● WORK REQUEST: Where "integrate" occurs in a line of the entries below, copy that line.
SOURCE RECORDS section start
Issue #194, opened 2023-06-13
Support for different code pages / character tables


sharkdp:
I found this [cool blog post](https://www.azabani.com/2020/11/15/xd.html) by @delan today and I think we should experiment with adding support for different code pages to `hexyl`. We currently print different *categories* of bytes using `⋄`, `×` or `•`, but it would be nice to be able to distinguish each byte. Maybe we could add a `--character-table` command line option (or similar) that could be used to switch to different byte => Unicode code point mappings. The default would (probably?) be what we have right now, but we could then set e.g. `--character-table codepage-437` to use [Code page 437](https://en.wikipedia.org/wiki/Code_page_437).

PR #195, opened 2023-06-13
Implement character table control and codepage 437 option

sharifhsn:
Implements #194

Additional comments:
- I've directly copy-pasted the codepage table from the repository in the blog post you linked. I'm not sure how to properly give credit for it.
- I replaced the null character with the ⋄ character since null doesn't appear in printed output, which is pretty common.


sharifhsn:
Here's a visual image of the difference.
image

sharkdp:
Wow! That was fast :smile: 

Thank you so much.

> I've directly copy-pasted the codepage table from the repository in the blog post you linked. I'm not sure how to properly give credit for it.

I think I saw a MIT license in the repository earlier today? If so, I would just copy the license text verbatim and paste it into a comment preceding the table. And add a reference to the original source file + author, if not present in the license text. Maybe let's also describe the manual modifications we did in that comment.

src/bin/hexyl.rs
```diff
@@ -209,6 +209,17 @@ fn run() -> Result<()> {
...
                 .help("An alias for '--endianness=little'."),
         )
+        .arg(
+            Arg::new("character-table")
+                .long("character-table")
+                .value_name("FORMAT")
+                .value_parser(["codepage-437", "ascii-only"])
+                .help(
+                    "The character table that should be used. 'ascii-only' \
+                    will show dots for non-ASCII characters, and 'codepage-437 \
```
sharkdp, line 219:
```suggestion
                    will show dots for non-ASCII characters, and 'codepage-437' \
```

src/bin/hexyl.rs
```diff
@@ -209,6 +209,17 @@ fn run() -> Result<()> {
                 .hide(true)
                 .help("An alias for '--endianness=little'."),
         )
+        .arg(
+            Arg::new("character-table")
+                .long("character-table")
+                .value_name("FORMAT")
+                .value_parser(["codepage-437", "ascii-only"])
```
sharkdp, line 216: I think we can define a default here? This way, we don't have to use `.unwrap_or(&String::from("ascii-only"))` below

src/lib.rs
```diff
@@ -74,17 +103,27 @@ impl Byte {
...
+            CharTable::CP437 => CP437[self.0.to_ne_bytes()[0] as usize],
         }
+        // match self.category() {
+        //     Null => '⋄',
+        //     AsciiPrintable => self.0 as char,
+        //     AsciiWhitespace if self.0 == 0x20 => ' ',
+        //     AsciiWhitespace => '_',
+        //     AsciiOther => '•',
+        //     NonAscii => '×',
+        // }
```
sharkdp, line 126: remove?

src/lib.rs
```diff
@@ -182,6 +222,7 @@ impl<'a, Writer: Write> PrinterBuilder<'a, Writer> {
             group_size: 1,
             base: Base::Hexadecimal,
             endianness: Endianness::Big,
+            char_table: CharTable::AsciiOnly,
```
sharkdp, line 225: I think I'd prefer this to be spelled out: character_table and CharacterTable.

src/lib.rs
```diff
@@ -30,6 +53,12 @@ pub enum ByteCategory {
     NonAscii,
 }
 
+#[derive(Copy, Clone)]
+pub enum CharTable {
+    AsciiOnly,
+    CP437,
+}
```
sharkdp, line 60: Since this is part of the public API, let's mark it [`non_exhaustive`](https://doc.rust-lang.org/reference/attributes/type_system.html#the-non_exhaustive-attribute) such that we can add more variants in the future without introducing breaking changes (technically).

delan:
Nice! I’m glad this idea is catching on.

Note that ␀ is already a printable character, since it’s U+2400 SYMBOL FOR NULL rather than U+0000 NULL. In fact, the whole range U+2400 through U+241F are printable representations of the C0 controls U+0000 through U+001F.

sharkdp:
> Nice! I’m glad this idea is catching on.

Thank you very much for commenting here and for the original idea! A while ago, I built [binocle](https://github.com/sharkdp/binocle), which uses a similar idea in a graphical application (distinctly colored pixels for each byte), but I never thought about translating this idea to the character panel of `hexyl`.

I'm now thinking that it might also be cool to have a mode in `hexyl` where we have distinct colors for *every* byte (not just for different categories). We could then print █ (U+2588) for every byte in the character table, but colorize it differently using ANSI escape sequences. As for this PR, we could maybe already add a `--character-table block` (or similar) variant where we simply print █ for each byte. For the GIF example above, it would look like this:

image

> Note that ␀ is already a printable character, since it’s U+2400 SYMBOL FOR NULL rather than U+0000 NULL. In fact, the whole range U+2400 through U+241F are printable representations of the C0 controls U+0000 through U+001F, though I chose to use the cp437 dingbats for the others.

We use (some of) those U+2400 … U+241F symbols in `bat --show-all`. I like the idea. But at least with my terminal emulator / font, they are usually really hard to read. Even at large font sizes, I can barely make out the "NUL" characters. This is why we chose `⋄` for `hexyl`. @sharifhsn but we should update the comment for consistency: "modified to use the '⋄' character instead of '␀'"

> FFh is also visually indistinguishable from 20h in this table, so for the [Rewind path interpreter](https://bucket.daz.cat/rewind/path.html#display), we used U+FB00 LATIN SMALL LIGATURE FF (ﬀ) for FFh.

@sharifhsn I think we should integrate the same adaptation here, if you agree?

sharifhsn:
> @sharifhsn but we should update the comment for consistency: "modified to use the '⋄' character instead of '␀'"

Makes sense.

> @sharifhsn I think we should integrate the same adaptation here, if you agree?

Ditto.

> I'm now thinking that it might also be cool to have a mode in hexyl where we have distinct colors for every byte (not just for different categories). We could then print █ (U+2588) for every byte in the character table, but colorize it differently using ANSI escape sequences. As for this PR, we could maybe already add a --character-table block (or similar) variant where we simply print █ for each byte.

Great idea! I've implemented this using the `xterm` colors as there are 256 distinct colors, which maps perfectly to the number of distinct bytes. I'm open to a change in color scheme. Here's how it looks now:

image

sharkdp:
SOURCE RECORDS section end
● RESPONSE BELOW:
@sharifhsn I think we should integrate the same adaptation here, if you agree?
> @sharifhsn I think we should integrate the same adaptation here, if you agree?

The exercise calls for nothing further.